Required action → Your answer must be every line of the data that holds the string "const".

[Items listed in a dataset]
PR #3437, opened 2025-02-19
Fix using Emoji in Windows window titles

ChrisThrasher:
## Description

Related to #3406 

Just like #3435, the fix is to use UTF-16 instead of UCS-2 which is what wide strings current encode. Perhaps we should change `sf::String::toWideString` to return a Unicode string instead. Windows is already treating a `wchar_t[]` as being UTF-16 so I think it would be worth doing.

I have manually tested that Emoji titles work on macOS and Linux. I do need someone to help me test on Windows though.

EDIT: FRex has confirmed this PR fixes the bug on Windows 👍🏻

### DIFF
--- a/src/SFML/Window/Win32/WindowImplWin32.cpp
+++ b/src/SFML/Window/Win32/WindowImplWin32.cpp
@@ -213,7 +213,7 @@ m_cursorGrabbed(m_fullscreen)
 
     // Create the window
     m_handle = CreateWindowW(className,
-                             title.toWideString().c_str(),
+                             reinterpret_cast<const wchar_t*>(title.toUtf16().c_str()),
                              win32Style,
                              left,
                              top,
@@ -358,7 +358,7 @@ void WindowImplWin32::setSize(Vector2u size)
 ////////////////////////////////////////////////////////////
 void WindowImplWin32::setTitle(const String& title)
 {
-    SetWindowTextW(m_handle, title.toWideString().c_str());
+    SetWindowTextW(m_handle, reinterpret_cast<const wchar_t*>(title.toUtf16().c_str()));
 }
 
 


ChrisThrasher:
Attn: @FRex

FRex:
Yes, it works as expected with test string 🐌𓀀👻 https://frex.github.io/unicode.html?text=%F0%9F%90%8C%F0%93%80%80%F0%9F%91%BB

image

I tried a 𝄞 too ( https://frex.github.io/unicode.html?text=%F0%9D%84%9E ) and it shown a box there, but using WinSpy I can see it's actually there (by copying it out, WinSpy also is missing this font character and shows a box, it must be WinAPI shortcoming).

image

Test program:

```cpp
#include <SFML/Graphics.hpp>
int main()
{
    const std::u32string utf32str(U"\U0001F40C\U00013000\U0001F47B");
    const sf::String sfstr(utf32str);
    sf::RenderWindow win(sf::VideoMode(sf::Vector2u(800, 600)), sfstr);
    while(win.isOpen())
    {
        while(const auto eve = win.pollEvent())
            if(eve->is<sf::Event::Closed>())
                win.close();
        win.clear();
        win.display();
    }
}
```

eXpl0it3r (approved):
Wasn't the point of `toWideString` to do this conversion to `wchar_t*`? Why is it not working?

ChrisThrasher:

Solution for this problem →
+                             reinterpret_cast<const wchar_t*>(title.toUtf16().c_str()),
 void WindowImplWin32::setTitle(const String& title)
+    SetWindowTextW(m_handle, reinterpret_cast<const wchar_t*>(title.toUtf16().c_str()));
    const std::u32string utf32str(U"\U0001F40C\U00013000\U0001F47B");
    const sf::String sfstr(utf32str);
        while(const auto eve = win.pollEvent())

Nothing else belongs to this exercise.